| Work to be completed |
The number of lines holding "modules" is all you should give; count them in the records below.

| Provided information |
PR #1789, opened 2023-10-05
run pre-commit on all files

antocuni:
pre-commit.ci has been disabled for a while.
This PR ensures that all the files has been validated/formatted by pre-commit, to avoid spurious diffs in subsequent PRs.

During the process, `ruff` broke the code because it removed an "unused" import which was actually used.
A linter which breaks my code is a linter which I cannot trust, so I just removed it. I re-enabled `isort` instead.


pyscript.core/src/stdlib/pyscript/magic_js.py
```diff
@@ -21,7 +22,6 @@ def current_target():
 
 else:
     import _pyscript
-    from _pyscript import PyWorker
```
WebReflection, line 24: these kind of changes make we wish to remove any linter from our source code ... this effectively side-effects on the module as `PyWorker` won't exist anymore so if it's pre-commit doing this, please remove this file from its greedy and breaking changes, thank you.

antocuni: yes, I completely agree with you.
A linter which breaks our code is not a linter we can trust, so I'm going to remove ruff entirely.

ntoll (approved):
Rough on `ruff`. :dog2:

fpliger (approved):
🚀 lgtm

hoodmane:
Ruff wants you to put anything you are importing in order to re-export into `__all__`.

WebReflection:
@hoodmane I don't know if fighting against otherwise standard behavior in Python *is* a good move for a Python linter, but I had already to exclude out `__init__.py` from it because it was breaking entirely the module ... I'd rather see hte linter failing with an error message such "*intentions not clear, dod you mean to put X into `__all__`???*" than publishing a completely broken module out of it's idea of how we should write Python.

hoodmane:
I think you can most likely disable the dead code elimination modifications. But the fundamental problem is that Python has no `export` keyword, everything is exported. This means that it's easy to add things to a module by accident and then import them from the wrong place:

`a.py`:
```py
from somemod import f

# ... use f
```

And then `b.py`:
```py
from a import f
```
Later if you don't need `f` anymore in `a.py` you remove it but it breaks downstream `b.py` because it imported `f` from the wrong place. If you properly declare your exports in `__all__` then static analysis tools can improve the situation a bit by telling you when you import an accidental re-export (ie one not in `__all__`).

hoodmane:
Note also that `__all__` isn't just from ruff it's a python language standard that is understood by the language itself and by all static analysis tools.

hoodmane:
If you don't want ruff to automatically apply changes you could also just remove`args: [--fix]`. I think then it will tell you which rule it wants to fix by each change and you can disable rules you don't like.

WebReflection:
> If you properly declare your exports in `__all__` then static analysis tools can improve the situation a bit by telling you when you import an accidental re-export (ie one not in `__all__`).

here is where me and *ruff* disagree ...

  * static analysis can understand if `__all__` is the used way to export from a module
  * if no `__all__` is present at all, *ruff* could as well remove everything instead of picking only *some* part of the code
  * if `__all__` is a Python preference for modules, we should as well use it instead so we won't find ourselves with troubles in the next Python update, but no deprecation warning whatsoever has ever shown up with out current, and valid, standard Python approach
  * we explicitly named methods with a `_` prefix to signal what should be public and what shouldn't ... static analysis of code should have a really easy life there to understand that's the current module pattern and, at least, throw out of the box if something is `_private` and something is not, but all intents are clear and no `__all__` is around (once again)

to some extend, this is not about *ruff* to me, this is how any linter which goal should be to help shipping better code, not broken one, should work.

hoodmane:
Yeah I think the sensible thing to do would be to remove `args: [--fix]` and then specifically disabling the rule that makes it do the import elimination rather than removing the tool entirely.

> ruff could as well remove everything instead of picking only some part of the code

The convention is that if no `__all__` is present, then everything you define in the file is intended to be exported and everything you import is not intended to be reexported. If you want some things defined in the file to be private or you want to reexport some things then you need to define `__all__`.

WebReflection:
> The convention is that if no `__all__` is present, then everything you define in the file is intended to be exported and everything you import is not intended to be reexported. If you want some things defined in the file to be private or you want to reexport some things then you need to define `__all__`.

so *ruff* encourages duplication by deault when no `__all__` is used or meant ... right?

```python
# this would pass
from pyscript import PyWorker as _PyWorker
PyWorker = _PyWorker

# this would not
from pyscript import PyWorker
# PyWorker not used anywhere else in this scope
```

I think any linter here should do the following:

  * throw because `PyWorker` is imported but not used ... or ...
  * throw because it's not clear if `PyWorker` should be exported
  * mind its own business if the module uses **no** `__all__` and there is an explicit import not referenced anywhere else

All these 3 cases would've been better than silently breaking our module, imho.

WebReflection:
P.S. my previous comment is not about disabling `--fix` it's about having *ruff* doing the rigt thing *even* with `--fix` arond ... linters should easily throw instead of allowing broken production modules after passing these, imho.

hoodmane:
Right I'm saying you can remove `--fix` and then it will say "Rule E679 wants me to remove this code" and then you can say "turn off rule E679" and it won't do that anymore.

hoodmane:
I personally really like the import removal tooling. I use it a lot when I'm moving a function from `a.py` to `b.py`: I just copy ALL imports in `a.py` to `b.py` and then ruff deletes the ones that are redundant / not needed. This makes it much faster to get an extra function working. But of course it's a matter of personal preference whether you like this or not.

| Output for this task |
2